A recent article in November 2009 issue Pharmacotherapy summarizes the recommendations from the American Society of Health-System Pharmacists, the Infections Diseases Society of America, and the Society of Infectious Diseases Pharmacists on the monitoring of vancomycin in adults.

“The American Society of Health-System Pharmacists, the Infectious Diseases Society of America, and the Society of Infectious Diseases Pharmacists published a consensus statement on therapeutic monitoring of serum vancomycin levels in adults. These organizations established an expert panel to review the scientific data and controversies associated with vancomycin monitoring and to make recommendations based on the available evidence. As the members of this panel, we summarize the conclusions and highlight the recommendations from the consensus statement. We determined that the area under the concentration-time curve (AUC):minimum inhibitory concentration (MIC) ratio is the most useful pharmacodynamic parameter to predict vancomycin effectiveness and suggested a target ratio of 400 or greater to eradicate S. aureus. In addition, trough serum concentration monitoring is the most accurate and practical method to monitor vancomycin serum levels. Increasing trough concentrations to 15–20 mg/L to attain the target AUC:MIC ratio may be desirable but is currently not supported by clinical trials. Alternative therapies should be considered in patients with S. aureus infections that demonstrate a vancomycin MIC of 2 mg/L or greater because the target AUC:MIC ratio ( 400) is unlikely to be achieved in this setting. Increasing the dosage to result in higher trough concentrations may increase the potential for toxicity; however additional clinical experience is required to determine the extent.”

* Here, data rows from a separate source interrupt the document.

PR #351, opened 2025-08-13
LTI Integration

### LINKED ISSUE #308: Canvas App (HelpMe inside Canvas)
So rather than just pulling canvas stuff onto HelpMe, the idea being to put HelpMe things on Canvas (e.g. a Chatbot app)

Apparently it might be more technical, and an iframe apparently might not be good enough.

But we are having a meeting soon about this, and we can use this issue to track what is required and progress regarding it

bhunt02:
# Description

~~This will get a better description later~~
Oh god... do I really have to???

Fine...

### Major Changes/Additions
* **Learning-Teaching Interoperability**
  * Added LTI implementation to allow LTI-compliant platforms to implement HelpMe as a tool
  * As with LMS integrations, only Canvas has an implementation. If we get more clients, it should be easy enough to extend over to other LMS's so long as they have:
    * An ID corresponding to the course identifier (like Canvas does) (used to identify course via LMS course integration via user account)
    * Supports sharing user email claims with us (used to identify user account if exists)
  * Developed a customized, limited frontend for use with the LTI tools (embedded in an iframe within the platform)
    * Currently, courses dashboard and course page + course integration management page for course staff
    * LTI context and customized header added
      * LTI tool will resize itself to the window's full size when launched
        * **BECAUSE CANVAS DOESN'T ALLOW SPECIFYING FULL HEIGHT BY DEFAULT IN LAUNCH SPECIFICATION :))))**
  * Developed a customized authentication pipeline - more on that later
    * This is related to why we are presenting a limited frontend to LTI tools: we **have to issue SameSite=None authentication tokens when HelpMe is embedded in an iframe**
      * These tokens can be a bit dangerous for us
      * More on the authentication pipeline later to explain how this danger is circumvented
  * Comes with addition of an admin dashboard - this is where the 'userRole' column of the User table can become relevant.
    * Only accessible to `userRole = admin`.
    * Currently only has the list of registered LTI platforms
      * Platforms can be added manually (ew don't do that, we will tell site admins to use `https://<domain>/api/v1/lti/register` for dynamic registration)
      * Platforms can be deleted
      * Platforms can be set to be active/inactive (accept and process requests for LTI launches or not)
      * Platforms (on our end) can be updated with new credentials if they change
      * Platforms that implement the scopes for updating and reading the OpenID registration will be able to be updated and also automatically dropped if the configuration doesn't exist on their end anymore
        * **UNFORTUNATELY CANVAS DOESN'T ALLOW THESE SCOPES AND IT'S ANNOYING BECAUSE I SPENT A BIT IMPLEMENTING THIS ONLY TO FIND CANVAS DOESN'T ALLOW IT (WHY??? WE MIGHT HAVE HANGING PLATFORMS ON OUR END???)**
  * Uses `lti-typescript` (more on that later) to perform the LTI launch authorization/pipeline

* **Authentication Pipeline Expansion/Refactor**
    * Secondary Authentication Pipeline, specific for LTI
      * Modifications to all frontend pages under (auth), with behaviours specific to if their pathname starts with '/lti'
        * Baby-gate LTI launches to the LTI pages as much as possible (I think I've covered all my bases)
        * To maximize re-use of code, the structure is duplicated, but the same components are imported and exported from the routes under `/lti/(auth)/...`
      * When the site is embedded in an iframe, we need to:
        * Issue access tokens with `SameSite=None`;
        * Secondary redirects to other platforms (e.g., Google SSO, UBC Shibboleth) need to occur in a new window/tab;
          * These automatically close after the authorization is complete (but don't if it fails so the user can see the error message)
          * The tokens are attached to the domain on the user's browser so it's fine this way, the iframe presents an interface to reload the embedded page, the middleware can then access the new authentication state and behave accordingly
    * **Solution:** extract and modularize authentication methods used in the backend application. They have also been updated.
      * `auth.service.ts` now contains methods which process the response, but take in several optional parameters.
      * `login.service.ts` was created to facilitate the login methods for both (at least, the two **current** versions, default and lti) with variable behaviours
        * `entry` is a function which maps to the old login entry behaviour that was repeated in several instances of the code (e.g., SSO auth & legacy auth had shared behaviours)
        * `handleCookies` performs the management of redirects with email-verification specific behaviours added, and LTI-specific ones too
      * `auth.controller.ts` heavily modified with a lot of behaviour extracted to `auth.service.ts`
      * `lti-auth.controller.ts` created to call `auth.service.ts` methods with LTI-specific parameters (e.g., cookie options, redirects)
    * **Scoped Authorization Tokens**
      * LTI implementation introduces this, with `lti_auth_token` specifically
        * Secondary type of `auth_token` so we can differentiate (at least slightly)
        * Implements new 'restrictPaths' property of our tokens that checks whether the API route or the frontend path being accessed is allowed for the token
          * This prevents LTI launches from accessing routes we don't want them to
        * We could apply this in the future, setting non-verified accounts to be restricted to any page outside /verify, and upon verification, allowing them through
        * We could also apply this in the future to route protection
    * SSO Authentication Changes
      * No longer uses a cookie to store the organization ID. 
      * Uses the supported `state` query parameter to pass a unique, 32-bit identifier that is later used to authenticate the SSO login request (at the callback) and retrieve the stored organization ID.
      * `AuthStateModel` is used for this. It stores the `state` sequence as a primary key, expires in 60 seconds, and identifies the organization being logged in with.
      * This is a lot simpler than using cookies, and it's supported by most OAuth providers.

* **LMS Integrations**
  * **LMS Access Token Generation**
    * Using OAuth syntax/pipelines, LMS course integrations can now have access tokens generated on demand. This is the expected implementation from Instructure and our own UBC CTL.
    * **Added an organization setting which disables API key usage** (so that developers can still use **API keys** to authorize with Canvas)
        * Functionally on production we'll disable this option
    * Related types & token management added to user pages and within the LMS course integration upsert menu
    * Access token generation requires the LMS organization integration to have a client ID and client secret set (supplied by the platform upon creation of the developer key)
        * This might be Canvas-specific but I don't know, I've not worked with Moodle, or Blackboard, or any of the rest
        * We can address it later if it is Canvas-specific but I feel as though it's not since this is deeply intertwined with LTI protocols
    * LMS user access tokens are stored as `LMSAccessTokenModel` entities
        * LMSCourseIntegration now have a 0..1 relationship with these entities
        * Users have 0..* of these, but they are softly identified by the user-organizationIntegration relationship
          * A.K.A., user ID, organization ID, organization API platform
        * Internally identified by a unique serial ID so the FK with LMSCourseIntegration isn't insane
    * During the authorization pipeline (which redirects to the LMS to perform authorization to obtain the token):
      * An `LMSAuthStateModel` entity is created (it has some useful properties such as storing a redirect right back to the page with certain query params)
        * It can also expire so users have to authorize within 60 seconds
        * It makes sure we can authenticate that the request to generate an access token actually came from the platform (as long as a valid, matching state entity exists)
    * Users can manage their access tokens in the profile page under a submenu
      * It's implemented in such a way that if we have more 3rd party token types other than LMS in the future, those could be added easily
  * **Updates to Organization Integration Creation/Update**
      * Added three properties:
        * secure (default: true): boolean property indicating whether the platform is HTTP or HTTPS
          * Really only useful if you're hosting Canvas locally and need to contact an HTTP route, but I digress
          * Hence why it defaults to true
        * clientID (optional): corresponds to the tool client ID, from the LMS platform, for the developer key used to create access tokens
        * clientSecret (optional): corresponds to the tool client secret, blah blah blah
      * Extracted upsert modal to its own component
      * Organization integration management also comes with the ability to invalidate user access tokens
        * I don't know I just thought it would be a good idea since otherwise, the user's access tokens are managed by the user solely
      * Backend: slight refactor of organization upsert
  * **Updates to Course Integration Creation/Update**
    * When there's an access token available/selected, it uses this token to retrieve the list of user courses from Canvas
      * No more explaining to users what their Canvas course ID is
    * Can use either API key or access token (if API key is enabled in organization settings)
    * If it's not, can only use access token generation
    * When either is uploaded, the other is deleted from the database (so it's easier for us to decide what to use)
      * API key expiry is deleted alongside API key in the case when an access token replaces it
    * Various updates to the interface and properties that can be input/logic of when they're shown
    * Backend: overhaul of course integration upsert

### What's an LTI-Typescript???

A library called `ltijs` was offered to me as an option for configuring our integration. 
I started trying to use the library and then I realized it was pure Javascript.
This deeply upset me. I then embarked on a 2-week-long endeavor to fork and rebuild this library using TypeScript.
It uses TypeORM, like we do, for compatibility. Also because the original implementation used MongoDB and I wasn't about to add another DBMS and database server/container we have to use and secure.
Learned a lot about the LTI protocol and how it works. We now have a library that is strongly typed and I'll try to maintain.
You can find it [here](https://github.com/bhunt02/lti-typescript).

### What else has been added?
* Configuration
  * New Environment Variables
    * `server/.env`
      * `LTI_SECRET_KEY` - the secret key used by LTI-Typescript for en/decrypting data in encrypted tables
    * `server/postgres.env`
      * `POSTGRES_LTI_DB` - the name of the database used for lti (it's `lti`)
  * 2 new databases: `lti`, `lti_test` (purposes are exactly what you think)
    * Includes updates to the `test_createdb.sql` file that is used for creating the test DBs in CI
* Frontend
  * `api/server.ts` file added, provides server-side version (**NOT FOR MIDDLEWARE**) of the `api/index.ts` file
    * Since it's server-side, it needs to add the authorization cookie header explicitly
      * APIClient constructor customized for this reason
  * `/lti` path
    * All lti-specific interfaces are stored here
  * `/admin` path
    * Stub definition for main admin console
    * `/admin/lti` - LTI platform management
  * `constants.tsx` - File for defining constants. Currently exports and holds the HELPME_VERSION variable
    * Hard coded still but easier to locate than it was before
* Backend
  * Added `admin.controller.ts` (empty, for now) and `admin.service.ts` (same)
  * Added `lti.middleware.ts`, a middleware that is registered and used to configure the LTI-Typescript instance
    * e.g., dynamic registration settings, whitelisted routes
  * `dataEndec.ts`, which will decrypt and encrypt values for storage in an entity that has an encrypted column
    * Make sure the key is the same when you decrypt/encrypt the values
    * Currently only used for `LMSAccessTokenModel` as it encrypts the token details with the client secret.
  * Various decorators for use with the LTI backend routes (currently only one)
  * `AdminRoleGuard` is used to guard routes only for users with `userRole = admin`
  * `LTIGuard` checks that the `response.locals['token']` object is defined.
    * Mostly just a safeguard if the LTI middleware fails or is inactive, prevents accessing the LTI launch route without the IdToken.
  * Added CRON jobs which delete expired tokens for `LMSAuthStateModel`, `AuthStateModel`.
  * `AbstractLMSAdapter` / LMS Adapters in general
    * Static methods
      * `createState` - creates an LMSAuthStateModel instance with a unique state sequence
      * `logoutAuth` - initializes a logout (invalidation) operation of a user's access token
        * Determines which implemented adapter to use, then calls its implementation of (non-static) logoutAuth
      * `redirectAuth` - initializes an authorization redirect operation for access token generation.
        * Determines which implemented adapter to use, then calls its implementation of (non-static) redirectAuth
      * `postAuth` - accepts an authorization response for access token generation. 
        * Determines which implemented adapter to use, then calls its implementation of (non-static) postAuth
    * Non-static methods
      * `logoutAuth` - implemented in subclasses. Used for invalidating access tokens.
      * `checkAccessToken` - implemented method for checking whether an access token is valid. Refreshes the access token if not.
        * Throws an exception if the access token can't be refreshed.
        * Otherwise, saves the refreshed token and returns it.
        * If the token is not expired, returns it outright.
      * `getAuthorization` - implemented method for getting the authorization header.
        * If API key is used for course integration, simply creates a `Bearer <token>` header.
        * Otherwise, uses checkAccessToken to get the (possibly refreshed) access token, and creates a `<token-type> <token>` header.
      * `getUserCourses` - implemented in subclasses, gets the courses to which a user belongs, pending they have an access token.
        * This only works with an access token as when a token is created, **it provides the user's Canvas ID.**
          * We do not get this ID from the API key. We could, but doesn't seem worth it if we're sunsetting that.
  * `lmsIntegration.controller.ts`
    * Added routes for:
      * `GET org/:oid/token` -> (ORG ADMIN) retrieves the tokens for the organization and (optional) platform
      * `DELETE org/:oid/token/:tokenId` -> (ORG ADMIN) invalidates user access token if found
      * `GET oauth2/token` -> retrieves the user's options for tokens (used in course integration upsert)
      * `DELETE oauth2/token/:tokenId` -> invalidates user access token if found and belonging to user
      * `GET oauth2/authorize` -> starts the pipeline for generating an access token
      * `GET oauth2/response` -> performs the response actions for generating an access token after redirected back
      * `GET course/list/:tokenId` -> gets the platform course list for the user given their token
  * `lmsIntegration.service.ts`
    * Added `createAccessToken`, `destroyAccessToken` methods
      * `createAccessToken` - takes the data from the oauth2 response, encrypts it into an `LMSAccessTokenModel`
      * `deleteAccessToken` - performs the logout auth and deletes the token if successful
  * `login.service.ts`
    * `initLoginEnter` - used in login controller and lti auth controller to try to call LoginService.enter, fails if token is invalid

While the article contains nothing new in terms of vancomycin monitoring and kinetics, the recommendation to consider alternate therapy for S. aureus infections with an MIC >/= 2 mg/L is important to note.

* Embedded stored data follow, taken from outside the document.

PR #393, opened 2025-09-11
Make semester start/end dates nullable

### LINKED ISSUE #391: Make Start/End dates optional fields for a Semester
To support test semesters, we would like to make the start/end date fields nullable in the Semester Model.

ribhavsharma:
# Description
Making start and end dates for semesters nullable to support test semesters.

Closes #391

## Type of change

# Checklist:


packages/frontend/app/(dashboard)/components/coursesSection.tsx
```diff
@@ -55,7 +55,7 @@ const CoursesSection: React.FC<CoursesSectionProps> = ({
         if (semesterA && !semesterB) return -1
         if (semesterB && !semesterA) return 1
 
-        if (semesterA && semesterB) {
+        if (semesterA && semesterB && semesterA.endDate && semesterB.endDate) {
           const diff =
             new Date(semesterB.endDate).getTime() -
             new Date(semesterA.endDate).getTime()
```
AdamFipke, line 61: i'll admit i'm having a little trouble with the sorting logic here, but I think this will make it so semesters without endDates will pretty much not be sorted? 

Shouldn't a diff be calculated with endDate being treated as -infinity if there's no endDate?

packages/frontend/app/(dashboard)/organization/components/SelectCourses.tsx
```diff
@@ -107,9 +107,15 @@ const SelectCourses: React.FC<SelectCoursesProps> = ({
...
-                ).toLocaleDateString()})`}
+                {`${semester.name} (${
+                  semester.startDate
+                    ? new Date(semester.startDate).toLocaleDateString()
+                    : '—'
+                } - ${
+                  semester.endDate
+                    ? new Date(semester.endDate).toLocaleDateString()
+                    : '—'
+                })`}
```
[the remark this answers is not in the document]
AdamFipke: Also, I guess you could add that extra logic for when there's only no startdate or only no enddate to that `formatSemseterDate()` function

packages/frontend/app/utils/timeFormatUtils.ts
```diff
@@ -155,35 +155,46 @@ export function formatDateAndTimeForExcel(date: Date | undefined): string {
...
+    if (startDate.getDate() > 25) {
+      adjustedStartDate.setMonth(adjustedStartDate.getMonth() + 1)
+    }
+    startMonth = adjustedStartDate.toLocaleString('default', { month: 'short' })
+    startYear = adjustedStartDate.getFullYear()
   }
-  const startDate = new Date(semester.startDate)
-  const endDate = new Date(semester.endDate)
-
-  // Adjust start month if day is > 25 (show as next month)
```
AdamFipke, line 161: mah comments are gone D:

AdamFipke (approved):
haven't manually tested it myself but code looks good!

packages/frontend/app/(dashboard)/components/coursesSection.tsx
```diff
@@ -55,17 +55,19 @@ const CoursesSection: React.FC<CoursesSectionProps> = ({
...
+          : -Infinity
+        const bEnd = semesterB?.endDate
+          ? new Date(semesterB.endDate).getTime()
+          : -Infinity
+        const diff = bEnd - aEnd
+        if (diff === 0) {
+          return a.course.name.localeCompare(b.course.name)
+        } else {
+          return diff
         }
```
bhunt02, line 70:
```suggestion
 /*
         Note that this is implicitly true at this point, but to avoid TypeScript errors
         we define the conditional statement:
         */
        if (semesterA && semesterB) {
          /*
          Try to place the semester at **some point** in time, whether it's the start or end date.
          Default to endDate, but use startDate if endDate does not exist, if neither exist, use -Infinity
          */
          const aTime = semesterA.endDate
            ? new Date(semesterA.endDate).getTime()
            : semesterA.startDate
              ? new Date(semesterA.startDate).getTime()
              : -Infinity;
          const bTime = semesterB.endDate
            ? new Date(semesterB.endDate).getTime()
            : semesterB.startDate
              ? new Date(semesterB.startDate).getTime()
              : -Infinity;
          
          const diff = bTime - aTime
          if (diff === 0) {
            return a.course.name.localeCompare(b.course.name)
          } else {
            return diff
          }
        }
        return a.course.name.localeCompare(b.course.name);
```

Can antibiotic choice be based on MIC alone?

This questions was recently addressed by Michael J. Postelnick, Senior Infectious Diseas Pharmacist of Northwestern Memorial Hospital in Chicago, Illinois in an Ask-the-Experts post on the Medscape website. Postelnick gives a good explanation of how various pharmacokinetic and pharmacodynamic principles are related to antibiotic choice for infectious pathogens. According to Postelnick “research into antimicrobial pharmacokinetics and pharmacodynamics has established surrogate relationships between the 2 that correlate with outcomes such [as] bacterial eradication or clinical cure. These relationships include the ratio of Cmax to the MIC, time above the MIC (defined as the amount of time during the dosing interval that the antimicrobial concentration in the blood or at the site of infection remains above the MIC of the organism), and the ratio of the AUC to the MIC. For concentration-dependent antimicrobial agents such as fluoroquinolones and aminoglycosides, Cmax/MIC or AUC/MIC most closely correlates with clinical and microbiological outcomes. For time-dependent antimicrobial agents such as beta-lactams, the percentage of time during the dosing interval that the drug concentration remains above the MIC of the organism is the measure that most closely predicts outcomes.” In other words, selection of an antibiotic requires more than the MIC. Knowledge of the organism in addition to pharmacokinetic and pharmacodynamic principles of the drug is necessary to make an informed choice.